[Instructions for the task] Copy every line from the data below in which the string "jobs" can be found.

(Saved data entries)
== Segment start ==
Issue #283, opened 2021-01-11
evm: cross-client benchmarks


meowsbits:
I have a hypothesis that core-geth's EVM implementation isn't optimized relative to it's peers turbo-geth and go-ethereum. Reasons for this include:
- core-geth removes the `EVM.chainRules` field in favor of directly accessing the `EVM.chainConfig`. AFAIK `chainRules` is basically a cache, so removing it should yield a less efficient implementation.
- core-geth's jump table is created with each EVM, rather than assigning one from a small set of available chainconfig/fork instruction sets. Though more extensible, this is probably not as efficient.

This issue proposes developing and installing a programmatic comparison of these cross-client benchmarks so we can see whether or not the above hypothesis holds water.

PR #336, opened 2021-03-12
ci: comparative benchmarks for vm, core, and trie operations

meowsbits:
Rel #283

Provides 
- new benchmarking functionality for the JSON VM tests suite (`tests/vm_bench_test.go`)
- 3 new Github Actions workflows that compare go-ethereum vs. core-geth benchmarks for
  + the JSON VM tests,
  + `core/`, and
  + `trie/` packages.

Intention is to provide a reliable means of establishing efficiency and optimization comparison with upstream source.
Example test runs can be seen on my personal fork at https://github.com/meowsbits/core-geth/actions. 

The actions' workflows run go-ethereum and core-geth jobs in parallel, and compare the results using `benchstat`.

### DIFF
--- a/.github/workflows/bench-core.yml
+++ b/.github/workflows/bench-core.yml
@@ -1,0 +1,96 @@
+name: Benchmark Core
+on:
+  push:
+    branches: [ master ]
+  workflow_dispatch:
+
+jobs:
+  bench_core_geth:
+    name: Benchmark core-geth
+    runs-on: ubuntu-latest
+    timeout-minutes: 360
+    steps:
+      - name: Set up Go 1.x
+        id: go
+        uses: actions/setup-go@v2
== Segment end ==
[Written solution]
The actions' workflows run go-ethereum and core-geth jobs in parallel, and compare the results using `benchstat`.
+jobs:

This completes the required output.